Work request - Exactly as written, return every line of the data below.

··· Input material ···

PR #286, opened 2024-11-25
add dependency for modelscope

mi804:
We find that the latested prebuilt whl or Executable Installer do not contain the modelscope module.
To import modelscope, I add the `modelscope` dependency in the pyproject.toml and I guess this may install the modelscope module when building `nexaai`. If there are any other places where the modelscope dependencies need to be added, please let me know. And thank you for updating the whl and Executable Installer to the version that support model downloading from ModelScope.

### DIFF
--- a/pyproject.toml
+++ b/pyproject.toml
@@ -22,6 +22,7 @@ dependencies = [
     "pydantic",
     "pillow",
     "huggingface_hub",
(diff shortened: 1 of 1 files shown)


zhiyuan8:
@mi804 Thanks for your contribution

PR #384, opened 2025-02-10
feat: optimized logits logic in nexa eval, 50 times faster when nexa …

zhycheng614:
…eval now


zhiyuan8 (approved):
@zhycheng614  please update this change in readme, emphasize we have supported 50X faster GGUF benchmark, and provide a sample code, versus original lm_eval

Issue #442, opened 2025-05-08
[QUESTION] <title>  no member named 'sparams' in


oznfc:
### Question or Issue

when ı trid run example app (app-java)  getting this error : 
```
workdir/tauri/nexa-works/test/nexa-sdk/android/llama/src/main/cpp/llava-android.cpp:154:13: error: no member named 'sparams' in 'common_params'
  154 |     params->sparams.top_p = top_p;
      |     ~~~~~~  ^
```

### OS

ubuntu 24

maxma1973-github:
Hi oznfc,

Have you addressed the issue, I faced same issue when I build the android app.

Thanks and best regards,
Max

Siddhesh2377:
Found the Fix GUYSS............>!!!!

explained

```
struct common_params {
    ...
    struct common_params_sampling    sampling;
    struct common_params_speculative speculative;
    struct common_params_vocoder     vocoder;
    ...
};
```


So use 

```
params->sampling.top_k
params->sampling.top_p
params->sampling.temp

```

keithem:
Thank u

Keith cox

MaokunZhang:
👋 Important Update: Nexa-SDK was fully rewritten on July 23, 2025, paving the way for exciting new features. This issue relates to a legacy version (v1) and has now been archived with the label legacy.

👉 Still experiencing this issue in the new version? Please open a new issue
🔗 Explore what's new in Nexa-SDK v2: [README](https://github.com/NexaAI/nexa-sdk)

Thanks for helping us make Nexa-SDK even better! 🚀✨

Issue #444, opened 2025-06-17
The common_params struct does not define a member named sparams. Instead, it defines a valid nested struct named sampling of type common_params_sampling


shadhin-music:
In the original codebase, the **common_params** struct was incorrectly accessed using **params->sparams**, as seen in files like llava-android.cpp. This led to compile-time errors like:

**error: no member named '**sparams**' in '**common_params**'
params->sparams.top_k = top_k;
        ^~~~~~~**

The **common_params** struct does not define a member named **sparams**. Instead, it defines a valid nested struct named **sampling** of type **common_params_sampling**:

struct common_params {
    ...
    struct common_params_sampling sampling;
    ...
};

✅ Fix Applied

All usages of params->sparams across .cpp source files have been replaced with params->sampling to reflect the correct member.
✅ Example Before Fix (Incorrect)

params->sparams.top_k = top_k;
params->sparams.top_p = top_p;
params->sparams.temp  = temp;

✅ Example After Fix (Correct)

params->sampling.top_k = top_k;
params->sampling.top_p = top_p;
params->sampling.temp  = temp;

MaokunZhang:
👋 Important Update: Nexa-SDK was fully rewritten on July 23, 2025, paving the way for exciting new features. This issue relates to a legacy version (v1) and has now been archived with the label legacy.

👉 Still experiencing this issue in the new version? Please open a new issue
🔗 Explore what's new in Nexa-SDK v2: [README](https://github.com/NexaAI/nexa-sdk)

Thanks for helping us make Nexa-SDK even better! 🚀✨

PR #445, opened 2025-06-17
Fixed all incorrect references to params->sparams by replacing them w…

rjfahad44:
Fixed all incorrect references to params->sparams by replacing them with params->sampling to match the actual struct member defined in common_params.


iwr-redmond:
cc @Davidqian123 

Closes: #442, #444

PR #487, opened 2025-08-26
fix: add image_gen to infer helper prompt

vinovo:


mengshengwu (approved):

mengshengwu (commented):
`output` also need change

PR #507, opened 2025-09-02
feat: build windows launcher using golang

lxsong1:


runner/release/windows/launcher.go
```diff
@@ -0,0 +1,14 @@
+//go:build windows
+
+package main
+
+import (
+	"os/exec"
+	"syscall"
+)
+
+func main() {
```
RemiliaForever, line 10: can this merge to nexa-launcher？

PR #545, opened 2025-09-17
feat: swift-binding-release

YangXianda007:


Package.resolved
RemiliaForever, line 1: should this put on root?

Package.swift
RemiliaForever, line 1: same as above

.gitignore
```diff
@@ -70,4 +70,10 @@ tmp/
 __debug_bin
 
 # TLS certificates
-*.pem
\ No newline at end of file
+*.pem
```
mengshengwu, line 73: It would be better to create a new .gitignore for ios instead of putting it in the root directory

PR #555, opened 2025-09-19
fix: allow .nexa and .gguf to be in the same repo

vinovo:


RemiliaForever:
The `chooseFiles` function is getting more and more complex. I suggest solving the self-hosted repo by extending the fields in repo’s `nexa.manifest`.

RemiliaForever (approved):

···

Answer box -
PR #286, opened 2024-11-25
add dependency for modelscope

mi804:
We find that the latested prebuilt whl or Executable Installer do not contain the modelscope module.
To import modelscope, I add the `modelscope` dependency in the pyproject.toml and I guess this may install the modelscope module when building `nexaai`. If there are any other places where the modelscope dependencies need to be added, please let me know. And thank you for updating the whl and Executable Installer to the version that support model downloading from ModelScope.

### DIFF
--- a/pyproject.toml
+++ b/pyproject.toml
@@ -22,6 +22,7 @@ dependencies = [
     "pydantic",
     "pillow",
     "huggingface_hub",
(diff shortened: 1 of 1 files shown)


zhiyuan8:
@mi804 Thanks for your contribution

PR #384, opened 2025-02-10
feat: optimized logits logic in nexa eval, 50 times faster when nexa …

zhycheng614:
…eval now


zhiyuan8 (approved):
@zhycheng614  please update this change in readme, emphasize we have supported 50X faster GGUF benchmark, and provide a sample code, versus original lm_eval

Issue #442, opened 2025-05-08
[QUESTION] <title>  no member named 'sparams' in


oznfc:
### Question or Issue

when ı trid run example app (app-java)  getting this error : 
```
workdir/tauri/nexa-works/test/nexa-sdk/android/llama/src/main/cpp/llava-android.cpp:154:13: error: no member named 'sparams' in 'common_params'
  154 |     params->sparams.top_p = top_p;
      |     ~~~~~~  ^
```

### OS

ubuntu 24

maxma1973-github:
Hi oznfc,

Have you addressed the issue, I faced same issue when I build the android app.

Thanks and best regards,
Max

Siddhesh2377:
Found the Fix GUYSS............>!!!!

explained

```
struct common_params {
    ...
    struct common_params_sampling    sampling;
    struct common_params_speculative speculative;
    struct common_params_vocoder     vocoder;
    ...
};
```


So use 

```
params->sampling.top_k
params->sampling.top_p
params->sampling.temp

```

keithem:
Thank u

Keith cox

MaokunZhang:
👋 Important Update: Nexa-SDK was fully rewritten on July 23, 2025, paving the way for exciting new features. This issue relates to a legacy version (v1) and has now been archived with the label legacy.

👉 Still experiencing this issue in the new version? Please open a new issue
🔗 Explore what's new in Nexa-SDK v2: [README](https://github.com/NexaAI/nexa-sdk)

Thanks for helping us make Nexa-SDK even better! 🚀✨

Issue #444, opened 2025-06-17
The common_params struct does not define a member named sparams. Instead, it defines a valid nested struct named sampling of type common_params_sampling


shadhin-music:
In the original codebase, the **common_params** struct was incorrectly accessed using **params->sparams**, as seen in files like llava-android.cpp. This led to compile-time errors like:

**error: no member named '**sparams**' in '**common_params**'
params->sparams.top_k = top_k;
        ^~~~~~~**

The **common_params** struct does not define a member named **sparams**. Instead, it defines a valid nested struct named **sampling** of type **common_params_sampling**:

struct common_params {
    ...
    struct common_params_sampling sampling;
    ...
};

✅ Fix Applied

All usages of params->sparams across .cpp source files have been replaced with params->sampling to reflect the correct member.
✅ Example Before Fix (Incorrect)

params->sparams.top_k = top_k;
params->sparams.top_p = top_p;
params->sparams.temp  = temp;

✅ Example After Fix (Correct)

params->sampling.top_k = top_k;
params->sampling.top_p = top_p;
params->sampling.temp  = temp;

MaokunZhang:
👋 Important Update: Nexa-SDK was fully rewritten on July 23, 2025, paving the way for exciting new features. This issue relates to a legacy version (v1) and has now been archived with the label legacy.

👉 Still experiencing this issue in the new version? Please open a new issue
🔗 Explore what's new in Nexa-SDK v2: [README](https://github.com/NexaAI/nexa-sdk)

Thanks for helping us make Nexa-SDK even better! 🚀✨

PR #445, opened 2025-06-17
Fixed all incorrect references to params->sparams by replacing them w…

rjfahad44:
Fixed all incorrect references to params->sparams by replacing them with params->sampling to match the actual struct member defined in common_params.


iwr-redmond:
cc @Davidqian123 

Closes: #442, #444

PR #487, opened 2025-08-26
fix: add image_gen to infer helper prompt

vinovo:


mengshengwu (approved):

mengshengwu (commented):
`output` also need change

PR #507, opened 2025-09-02
feat: build windows launcher using golang

lxsong1:


runner/release/windows/launcher.go
```diff
@@ -0,0 +1,14 @@
+//go:build windows
+
+package main
+
+import (
+	"os/exec"
+	"syscall"
+)
+
+func main() {
```
RemiliaForever, line 10: can this merge to nexa-launcher？

PR #545, opened 2025-09-17
feat: swift-binding-release

YangXianda007:


Package.resolved
RemiliaForever, line 1: should this put on root?

Package.swift
RemiliaForever, line 1: same as above

.gitignore
```diff
@@ -70,4 +70,10 @@ tmp/
 __debug_bin
 
 # TLS certificates
-*.pem
\ No newline at end of file
+*.pem
```
mengshengwu, line 73: It would be better to create a new .gitignore for ios instead of putting it in the root directory

PR #555, opened 2025-09-19
fix: allow .nexa and .gguf to be in the same repo

vinovo:


RemiliaForever:
The `chooseFiles` function is getting more and more complex. I suggest solving the self-hosted repo by extending the fields in repo’s `nexa.manifest`.

RemiliaForever (approved):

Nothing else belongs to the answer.